Engineering Recommendation G59 is published by the Electricity Networks Association (ENA) and has the snappy title, Recommendations for the connection of generating plant to the distribution systems of licensed distribution network operators (DNOs). G59 sets out guidance for connecting larger embedded generators onto the network and is used as the template to manage the design and testing of the connection interface of bigger plants, such as that at Kings Cross.
A G59 relay is a device that controls a contactor (a large relay), that sits between the PV system and the connection to the grid. In many ways, the G59 relay mimics what the inverter does; it sits monitoring the grid voltage and frequency - and if it detects a fault, it de-energises the contactor – disconnecting the PV system from the grid.
G59 commissioning is the term often used to describe the process of testing and commissioning the G59 relay itself, though the actual process usually involves a whole sequence of inspection and test procedures across the wider PV system. Many firms employ an outside contractor to do the tests on the G59 relay – at Sundog we are fortunate that we have the experience to do it ourselves.

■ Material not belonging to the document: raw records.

PR #9624, opened 2026-06-30
Prevent wall banner from overlapping page content when scrolling

### LINKED ISSUE #9623: Broadcast message breaks pipeline/job names in build view
### Summary

The Broadcast message UI feature, sometimes breaks the view of the pipeline/job name in the build view:

Image

### Steps to Reproduce

1. Create a long broadcast message
2. Open the build view

### Expected Results

I see the name of the pipeline and job

### Actual Results

The broadcast message covers the names

### Web Node(s) configuration

_No response_

### Worker(s) configuration

_No response_

### Concourse Version

8.2.4

### Browser (if applicable)

_No response_

### Did this use to work?

_No response_

ceco556:

closes #9623 

The wall banner (`#wall-banner`) is using `position: sticky`, which requires a scrolling ancestor to work correctly. The banner sits outside the scroll container and because of that `position: sticky` had no effect. At the end the banner scrolled with the page content and overlapped job names and team panel.

## Notes to reviewer

* `Application.elm` - `#wall-banner` and `.wall-editor-bar` moved inside `#page-wrapper`, which now has `display: flex; flex-direction: column`. The banner is a natural flex item above the page content.

## Release Note

Prevent wall banner from overlapping page content when scrolling.

test_broadcast_message_fix

### DIFF
--- a/web/elm/src/Application/Application.elm
+++ b/web/elm/src/Application/Application.elm
@@ -582,24 +582,12 @@ view model =
             , SideBar.tooltip model.session
                 |> Maybe.map (Tooltip.view model.session)
                 |> Maybe.withDefault (Html.text "")
-            , case model.wallMessage of
-                Just msg ->
-                    if model.wallEditor.isOpen then
-                        Html.text ""
-
-                    else
-                        Html.div [ id "wall-banner", style "white-space" "pre-wrap" ] <|
-                            wallLinks msg
-
-                Nothing ->
-                    Html.text ""
-            , if model.wallEditor.isOpen then
-                wallEditorView model.wallEditor model.wallMessage model.session.hovered
-
-              else
-                Html.text ""
             , Html.div
-                ([ id "page-wrapper", style "height" "100%" ]
+                ([ id "page-wrapper"
+                 , style "height" "100%"
+                 , style "display" "flex"
+                 , style "flex-direction" "column"
+                 ]
                     ++ (if model.session.draggingSideBar then
                             Styles.disableInteraction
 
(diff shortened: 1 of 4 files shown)


web/public/elm-setup.js
```diff
@@ -20,6 +20,23 @@ const app = Elm.Main.init({
...
+    const bannerHeight = banner ? banner.offsetHeight : 0;
+    page.style.paddingTop = (NAV_HEIGHT + bannerHeight) + 'px';
+  };
+
+  const observer = new MutationObserver(applyWallOffset);
+  observer.observe(document.body, { childList: true, subtree: true, attributes: true, attributeFilter: ['style'] });
+  window.addEventListener('resize', applyWallOffset);
+  applyWallOffset();
+})();
+
```
taylorsilva: This feels like a hack. Is there no way for us to do this with just CSS? Maybe we need to move things around a bit more in the layout, but I'd prefer a CSS fix for this instead of including this anonymous function that may break if we make other layout changes in the future and don't notice because we don't always test how the page layout looks when the banner is set.

taylorsilva (changes requested):

web/public/elm-setup.js
ceco556: Sorry for this, yesterday i tried to move things around but couldn't find a solution so decided to use an observer to check when the wall is set. I didn't like it too, but it was a easy fix using it.

I did some research today and found a way easier fix. Thank you for stopping the PR and again sorry for the approach. 

> Note: Updated the description of the PR with the changes.

taylorsilva (changes requested):
Code looks good, thanks for changing it up. Sadly I'm not seeing a difference in behaviour here. Tried on Chrome and Firefox, same results on both:

https://github.com/user-attachments/assets/4710b972-ad9b-4854-a6ba-74e341e9d136

I'm using this pipeline here in the video: https://github.com/concourse/concourse/blob/master/testflight/fixtures/hooks.yml

ceco556:
Nice catch!
Thank you for the video, it was way easier to reproduce it. 

Fixed in the latest commit.

taylorsilva (approved):
Added a nit commit to update a test and fix a small formatting thing.

Otherwise LGTM - Tested with a few of the testflight pipelines and everything looks good now! No extra scroll bar is introduced when the banner is set.

I made sure to test a few other pages as well to ensure things don't look wonky. Looked at:
- Resource versions page
- Builds page of a job
- Resource causality page
- Download fly page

At Kings Cross, this was a two stage process: day-one, doing preliminary tests; and day-two, doing formal witnessed tests in front of an engineer from the DNO and client.
To test the G59 system we disconnect the normal “sense” feed to the G59 relay and instead temporarily connect it to a device which can simulate grid faults – injecting variations in voltage and frequency and ensuring that the G59 correctly identifies these variations. Not only do we carefully measure the voltage and frequency values at which the G59 relay trips – we also measure the amount of time it takes to react and respond. The exact settings programmed into the G59 relay are described in G59 itself, but are also confirmed (and in some cases tweaked) by the DNO.
We normally start with the voltage tests, the sequence of carefully going through these can take a while – as we have two-stage under and over voltage settings to check on each of the three phases (that’s 12 tests). We usually repeat each test three times, including checking to ensure that the trip voltage is correct and that the time response is as expected.
Once the voltage tests are completed, we then move onto the frequency tests. These are normally quicker as we don’t need to do separate tests on each phase. Once this is complete we normally finish the injection tests by doing a vector shift test – forcing a step change in phase angle across the phases and making sure that the relay identifies and reacts to the step.
Now the above only describes part of the process – there is a whole lot more that goes on, broadly summarised as the DNO checking they are happy with the design and connection arrangements. We got a clean bill of health at Kings Cross – and as I type, the system is at last pumping solar electricity into the grid.